Figure 3. Validation of a subset of putative Sirt1 substrates, and C2 involvement in the effect of Sirt1 inhibition on taxol-induced death

(A) GAPDH, SOD-1, 14-3-3ζ, and malate dehydrogenase were expressed in 293T cells, immunoprecipitated and immunoblotted with anti-acetylated lysine antibody. The chromatographs show LC-MS/MS quantitation of the relative abundance of each protein captured by acetyl-bst in the presence or absence of Sirt1. (B) His-14-3-3ζ was acetylated (¹⁴C acetyl-CoA) then retrieved, washed, and incubated with Sirt1 in the presence or absence of nicotinamide. Radiolabled 14-3-3ζ was resolved by SDS-PAGE/phosphorimager. (C) MDA-MB-231 cells were transfected with HA-tagged 14-3-3ζfollowed by transfection with siRNA (20 uM) 24 h later. 48 h after transfection, HA-14-3-3ζ was immunoprecipated and immunoblotted with anti-acetylated lysine antibody. (D) MCF-7 cells were transfected with 20 uM scrambled or C2-targeted smartpool siRNA then treated with ex527/taxol and analyzed for cell death as in panel A.
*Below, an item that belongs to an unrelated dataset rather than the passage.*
PR #1223, opened 2021-05-26
fix classCast exceptions for implicit calls in callgraphExtensions

bbrehm:
Per interface, the call resolver returns `CallRepr`; however, we simply cast this to `Call` in `someMethod.call`. It is possible to get other `CallRepr` here, namely `ImplicitCall` and `PostExecutionCall`. These then lead to a ClassCastException.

Figure 4. Metabolic regulation of 14-3-3 and C2 via sirtuin deacetylase activity

(A) Sequence alignment of human and Xenopus 14-3-3ζ showing acetylated lysines (asterisks) identified by mass spectrometry in Xenopus egg extract. (B) Egg extract was incubated with combinations of nicotinamide (20 mM), c646 (500 uM), and G6P (5mM). Caspase activity was determined by a colorimetric measurement of DEVD-pNA cleavage. (C) ³⁵S-labeled C2 was incubated in mock- or nicotinamide-treated egg extract, and samples were resolved by SDS-PAGE/phosphorimager (top panel). Caspase activity was measured (middle panel) as in panel B. In parallel, aliquots of extract were fractionated to produce mitochondria-free cytosol, and immunoblotted for cytochrome c and actin (lower panel). (D) His-tagged recombinant 14-3-3ζon resin was incubated in extract and retrieved for immunoblotting with anti-acetylated lysine antibodies. Lower panel shows caspase activity in parallel. (E) His-tagged recombinant 14-3-3ζ on resin was acetylated with ¹⁴C-labeled acetyl CoA and incubated in mock-, G6P- or nicotinamide-treated egg extract. 14-3-3ζ was retrieved and resolved by SDS-PAGE/phosphorimager. (F) ¹⁴C-acetylated 14-3-3ζ was incubated in fresh, or aged (3 hr) extract supplemented with 2mM NAD or buffer control. Deacetylation was carried out for 60 min and quantified by phosphorimager and normalized to protein levels as determined by coomassie blue staining and Li-Cor imaging. Results of 3 experiments are summarized (error bars represent standard error). (G) Resin-bound GST-C2 was phosphorylated by CaMKII in buffer then allowed to bind His-14-3-3ζ in vitro Bound complex was incubated in mock- or 20 mM nicotinamide-treated extract. GST-C2 was retrieved and immunoblotted for 14-3-3ζ (His). (H) The experiment was performed as in panel F, but in the presence or absence of the acetylase inhibitor c646. (I) 239T and MDA-MB-231 cells were transfected with HA-tagged 14-3-3ζ followed by ex527 (100 uM) treatment for 6 h. HA-14-3-3ζ immunoprecipitates were immunblotted for endogenous C2.